- [Supplied data]
_____

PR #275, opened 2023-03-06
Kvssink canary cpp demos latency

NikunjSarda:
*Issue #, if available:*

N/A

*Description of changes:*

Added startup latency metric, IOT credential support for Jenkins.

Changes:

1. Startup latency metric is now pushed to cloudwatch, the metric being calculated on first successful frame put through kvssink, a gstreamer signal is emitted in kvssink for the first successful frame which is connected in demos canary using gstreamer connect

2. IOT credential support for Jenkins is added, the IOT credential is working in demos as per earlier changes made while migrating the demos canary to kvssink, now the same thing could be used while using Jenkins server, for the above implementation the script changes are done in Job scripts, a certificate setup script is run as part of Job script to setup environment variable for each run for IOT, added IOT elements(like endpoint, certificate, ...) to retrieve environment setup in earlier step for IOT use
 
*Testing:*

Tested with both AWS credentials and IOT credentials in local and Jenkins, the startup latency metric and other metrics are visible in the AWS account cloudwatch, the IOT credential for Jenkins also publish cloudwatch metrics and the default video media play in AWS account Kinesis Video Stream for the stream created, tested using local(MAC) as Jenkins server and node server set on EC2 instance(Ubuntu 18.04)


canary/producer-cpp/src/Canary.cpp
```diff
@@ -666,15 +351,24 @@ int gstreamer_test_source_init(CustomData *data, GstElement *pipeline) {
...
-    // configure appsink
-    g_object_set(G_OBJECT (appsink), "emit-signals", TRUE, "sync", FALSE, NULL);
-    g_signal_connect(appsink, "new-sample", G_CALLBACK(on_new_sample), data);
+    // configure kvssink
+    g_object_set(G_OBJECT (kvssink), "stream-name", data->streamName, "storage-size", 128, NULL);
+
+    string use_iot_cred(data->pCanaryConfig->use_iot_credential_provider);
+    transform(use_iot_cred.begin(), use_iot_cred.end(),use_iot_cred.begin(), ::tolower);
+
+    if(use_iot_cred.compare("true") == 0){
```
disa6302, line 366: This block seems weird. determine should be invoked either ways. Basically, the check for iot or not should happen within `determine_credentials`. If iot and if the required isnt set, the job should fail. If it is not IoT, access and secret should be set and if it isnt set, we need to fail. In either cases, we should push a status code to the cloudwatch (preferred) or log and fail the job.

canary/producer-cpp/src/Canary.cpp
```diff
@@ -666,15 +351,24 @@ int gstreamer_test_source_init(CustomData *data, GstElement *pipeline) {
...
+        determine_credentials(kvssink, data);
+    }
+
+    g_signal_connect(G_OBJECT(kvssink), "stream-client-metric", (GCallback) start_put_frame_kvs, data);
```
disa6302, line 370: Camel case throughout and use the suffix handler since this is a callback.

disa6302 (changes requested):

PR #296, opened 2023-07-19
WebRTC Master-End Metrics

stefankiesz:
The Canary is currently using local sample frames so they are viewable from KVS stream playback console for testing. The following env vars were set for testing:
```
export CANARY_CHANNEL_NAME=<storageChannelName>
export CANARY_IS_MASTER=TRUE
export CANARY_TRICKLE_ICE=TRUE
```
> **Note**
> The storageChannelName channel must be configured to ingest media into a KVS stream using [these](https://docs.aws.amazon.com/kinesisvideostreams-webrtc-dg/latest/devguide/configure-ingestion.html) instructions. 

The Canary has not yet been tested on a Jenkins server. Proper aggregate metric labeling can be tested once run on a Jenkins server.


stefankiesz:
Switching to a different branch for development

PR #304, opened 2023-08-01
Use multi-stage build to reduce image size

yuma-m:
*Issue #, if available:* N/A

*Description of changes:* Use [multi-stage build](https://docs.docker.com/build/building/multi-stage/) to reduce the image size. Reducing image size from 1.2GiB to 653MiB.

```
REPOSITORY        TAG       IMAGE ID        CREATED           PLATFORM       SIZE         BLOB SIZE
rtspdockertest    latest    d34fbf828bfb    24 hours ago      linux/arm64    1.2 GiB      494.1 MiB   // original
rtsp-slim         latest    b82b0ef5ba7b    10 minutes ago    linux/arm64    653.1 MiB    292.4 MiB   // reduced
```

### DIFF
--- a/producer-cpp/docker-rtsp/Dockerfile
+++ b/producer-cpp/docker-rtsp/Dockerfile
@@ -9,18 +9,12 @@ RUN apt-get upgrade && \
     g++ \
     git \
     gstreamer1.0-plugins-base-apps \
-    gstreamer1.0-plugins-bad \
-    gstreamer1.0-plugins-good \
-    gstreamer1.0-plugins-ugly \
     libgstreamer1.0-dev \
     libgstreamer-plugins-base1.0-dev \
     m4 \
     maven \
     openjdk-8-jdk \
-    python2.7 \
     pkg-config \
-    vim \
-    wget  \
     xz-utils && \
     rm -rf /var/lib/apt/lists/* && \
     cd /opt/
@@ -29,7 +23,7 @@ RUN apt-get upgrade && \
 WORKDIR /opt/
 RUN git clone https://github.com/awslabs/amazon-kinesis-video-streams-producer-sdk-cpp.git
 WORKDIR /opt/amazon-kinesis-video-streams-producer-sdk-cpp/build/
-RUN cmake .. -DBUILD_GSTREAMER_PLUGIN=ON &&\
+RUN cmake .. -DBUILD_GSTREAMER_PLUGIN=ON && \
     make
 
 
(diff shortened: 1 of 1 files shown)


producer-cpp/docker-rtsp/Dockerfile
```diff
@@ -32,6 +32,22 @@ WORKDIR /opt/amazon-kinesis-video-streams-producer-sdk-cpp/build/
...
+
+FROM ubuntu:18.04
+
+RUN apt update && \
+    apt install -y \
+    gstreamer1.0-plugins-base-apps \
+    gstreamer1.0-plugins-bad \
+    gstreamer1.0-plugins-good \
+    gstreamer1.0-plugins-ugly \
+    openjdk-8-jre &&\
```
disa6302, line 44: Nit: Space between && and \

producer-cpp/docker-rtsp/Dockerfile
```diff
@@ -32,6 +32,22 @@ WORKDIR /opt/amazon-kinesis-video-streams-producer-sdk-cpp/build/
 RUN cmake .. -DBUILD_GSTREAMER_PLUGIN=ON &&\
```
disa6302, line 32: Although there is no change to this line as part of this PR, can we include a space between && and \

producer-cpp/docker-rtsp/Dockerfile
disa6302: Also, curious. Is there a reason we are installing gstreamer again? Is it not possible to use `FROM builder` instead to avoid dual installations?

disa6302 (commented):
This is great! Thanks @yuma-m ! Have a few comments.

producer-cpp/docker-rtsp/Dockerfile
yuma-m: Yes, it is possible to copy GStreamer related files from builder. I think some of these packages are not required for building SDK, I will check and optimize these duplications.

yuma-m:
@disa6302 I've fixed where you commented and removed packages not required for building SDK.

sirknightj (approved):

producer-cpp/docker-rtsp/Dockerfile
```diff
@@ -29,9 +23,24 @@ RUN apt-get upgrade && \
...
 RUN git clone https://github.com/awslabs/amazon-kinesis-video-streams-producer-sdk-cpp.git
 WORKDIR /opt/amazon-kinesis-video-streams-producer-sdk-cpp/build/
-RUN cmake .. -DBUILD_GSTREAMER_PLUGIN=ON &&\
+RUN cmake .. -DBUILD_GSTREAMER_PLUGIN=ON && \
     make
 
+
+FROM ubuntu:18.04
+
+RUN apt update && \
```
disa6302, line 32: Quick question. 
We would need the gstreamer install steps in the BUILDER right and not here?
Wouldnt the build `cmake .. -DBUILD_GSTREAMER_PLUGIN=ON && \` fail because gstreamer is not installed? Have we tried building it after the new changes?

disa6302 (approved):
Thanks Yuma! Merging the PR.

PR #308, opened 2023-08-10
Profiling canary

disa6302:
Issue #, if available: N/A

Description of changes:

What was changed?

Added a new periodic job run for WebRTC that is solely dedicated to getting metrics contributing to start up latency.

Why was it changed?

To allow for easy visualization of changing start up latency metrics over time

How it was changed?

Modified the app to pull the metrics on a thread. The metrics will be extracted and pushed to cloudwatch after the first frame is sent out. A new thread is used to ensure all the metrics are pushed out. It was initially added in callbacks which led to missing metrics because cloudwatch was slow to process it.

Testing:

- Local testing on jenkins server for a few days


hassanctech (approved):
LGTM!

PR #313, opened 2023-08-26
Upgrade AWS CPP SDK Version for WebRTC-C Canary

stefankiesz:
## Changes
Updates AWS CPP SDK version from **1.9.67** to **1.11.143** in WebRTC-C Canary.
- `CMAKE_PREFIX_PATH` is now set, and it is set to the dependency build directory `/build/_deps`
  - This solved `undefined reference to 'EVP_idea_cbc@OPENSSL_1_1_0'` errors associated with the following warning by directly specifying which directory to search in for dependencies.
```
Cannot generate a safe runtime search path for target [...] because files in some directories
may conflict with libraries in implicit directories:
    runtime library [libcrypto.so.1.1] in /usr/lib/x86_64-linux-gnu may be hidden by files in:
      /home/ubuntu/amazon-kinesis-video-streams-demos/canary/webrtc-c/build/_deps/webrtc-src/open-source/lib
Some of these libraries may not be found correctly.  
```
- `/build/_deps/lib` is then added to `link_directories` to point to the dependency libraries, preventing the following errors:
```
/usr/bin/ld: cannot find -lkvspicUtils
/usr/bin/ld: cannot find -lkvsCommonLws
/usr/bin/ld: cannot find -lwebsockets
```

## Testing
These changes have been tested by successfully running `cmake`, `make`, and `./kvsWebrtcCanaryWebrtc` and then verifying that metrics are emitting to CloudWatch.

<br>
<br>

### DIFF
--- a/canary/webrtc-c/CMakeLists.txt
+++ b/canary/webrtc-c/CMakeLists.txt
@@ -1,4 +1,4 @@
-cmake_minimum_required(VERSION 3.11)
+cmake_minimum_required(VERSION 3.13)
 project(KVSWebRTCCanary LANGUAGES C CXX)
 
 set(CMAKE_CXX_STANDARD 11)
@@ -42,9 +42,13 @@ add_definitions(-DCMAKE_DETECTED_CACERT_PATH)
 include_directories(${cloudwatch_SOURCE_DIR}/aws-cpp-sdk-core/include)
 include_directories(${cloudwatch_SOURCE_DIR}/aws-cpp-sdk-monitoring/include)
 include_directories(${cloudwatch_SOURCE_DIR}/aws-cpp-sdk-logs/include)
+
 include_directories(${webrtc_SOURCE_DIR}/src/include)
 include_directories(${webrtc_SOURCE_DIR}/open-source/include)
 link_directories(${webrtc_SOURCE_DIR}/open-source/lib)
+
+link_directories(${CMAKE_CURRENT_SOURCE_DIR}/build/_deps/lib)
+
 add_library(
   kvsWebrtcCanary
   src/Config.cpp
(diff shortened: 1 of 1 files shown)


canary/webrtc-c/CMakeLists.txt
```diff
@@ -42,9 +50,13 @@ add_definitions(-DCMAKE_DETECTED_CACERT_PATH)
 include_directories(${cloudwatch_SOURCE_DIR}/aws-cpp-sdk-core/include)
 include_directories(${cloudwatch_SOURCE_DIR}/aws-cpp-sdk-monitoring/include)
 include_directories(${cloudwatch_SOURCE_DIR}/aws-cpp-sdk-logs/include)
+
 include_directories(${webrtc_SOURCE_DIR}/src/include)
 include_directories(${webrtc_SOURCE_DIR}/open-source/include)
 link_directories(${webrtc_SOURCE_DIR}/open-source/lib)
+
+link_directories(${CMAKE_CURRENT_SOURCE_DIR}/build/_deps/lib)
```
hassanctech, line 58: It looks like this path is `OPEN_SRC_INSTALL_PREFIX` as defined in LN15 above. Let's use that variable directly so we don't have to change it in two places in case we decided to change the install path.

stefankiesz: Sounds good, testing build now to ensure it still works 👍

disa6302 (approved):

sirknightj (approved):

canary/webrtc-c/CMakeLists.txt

_____

- [What the task requires]
To answer, copy each line from the material above that has the word "NULL".

- [Solution to this task]
-    g_object_set(G_OBJECT (appsink), "emit-signals", TRUE, "sync", FALSE, NULL);
+    g_object_set(G_OBJECT (kvssink), "stream-name", data->streamName, "storage-size", 128, NULL);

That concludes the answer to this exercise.